この映画で描かれているような、男だけの社会における男同士の友愛、すなわち、ホモソーシャル的なリレーションシップに対しては、私自身はそれほどファンタジーを抱いていないつもりでした。それどころか、そういったホモソーシャル関係の延長線上に、ホモセクシュアルを位置付けるタイプの発想、一例を挙げると、「この、女性が入り込む余地のない男同士の親密な友情には、どこかホモセクシュアルめいた危うい匂いが……云々」とかいった論調には、私は否定的です。
で、そんな私なんですが、この映画で一カ所、ちょいと胸がときめいちゃったところがありまして(笑)。
映画の前半、斥候隊一行が馬賊の元に身を寄せた際、馬賊の首領が建川斥候隊長に対して、部下の一人である野田隊員(演じるのは和製ターザン役者の浜口善博)のことを、彼がいないところで「良く気が付く」と褒めます。それに対して建川隊長は、ごく自然に「女だったら女房に貰いたいくらいですよ」と返すんですな。ここでときめいちゃった(笑)。ああ、自分の中にも、ホモソーシャル的なリレーションシップの中に、ホモセクシュアル的な幻想を見るファンタジーがあったのか、と、変なところで自己再発見してしまった気分になった(笑)。

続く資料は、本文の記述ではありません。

Issue #25217, opened 2025-06-30
[Bug]: update-alternatives does not always run makewhatis if appropriate


robertkirkman:
### Problem description

In

- #25113 

I tested `mandoc_hook.patch` and it was working for me at that time, however, unfortunately I am no longer seeing the same results while using it today, that I was seeing when I tested it 1 week ago, on the same device and Termux installation.

At the time, I was very sure that it was automatically running `makewhatis` _every time_ that an alternative was _changed_ using the `update-alternatives` command, but now when I test it, it's not.

### What steps will reproduce the bug?

1.

```bash
pkg upgrade
pkg install less moar
update-alternatives --config pager
```

2. Select an alternative for `pager` that is not the currently selected one

3.

```bash
man pager
```

### What is the expected behavior?

Tomjo2000 wanted the status of `man pager` and equivalent commands for other alternatives to always show the manpage for the currently set alternative, not a previous one.

### System information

で、その後更に追い打ちをかけるようなやり取りまであるんですな。首領と隊長がそんな会話をしているところに、当の野田隊員が戻ってきて、早速その「良く気が付く」っぷりを見せる。すると首領が「なぁるほど、素敵なおかみさんじゃ」と呵々大笑する。こうなると、見ているこっちの気分は、もう「萌え」の領域に突入(笑)。自分の中に、ホモソーシャル幻想どころか、今度はやおい属性があることまで確認しちゃいました(笑)。
この一連のシーン、ホンモノの腐女子の方々の感想を、ちょっと伺ってみたい気がします(笑)。